Which lines in the data contain the word "execution"? Please copy each of them.

Segment Start: SOURCE DATA

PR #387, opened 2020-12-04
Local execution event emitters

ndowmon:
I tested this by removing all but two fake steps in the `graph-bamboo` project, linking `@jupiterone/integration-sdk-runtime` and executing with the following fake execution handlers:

Segment End: SOURCE DATA

- ANSWER FOR THIS EXERCISE:
Local execution event emitters
I tested this by removing all but two fake steps in the `graph-bamboo` project, linking `@jupiterone/integration-sdk-runtime` and executing with the following fake execution handlers:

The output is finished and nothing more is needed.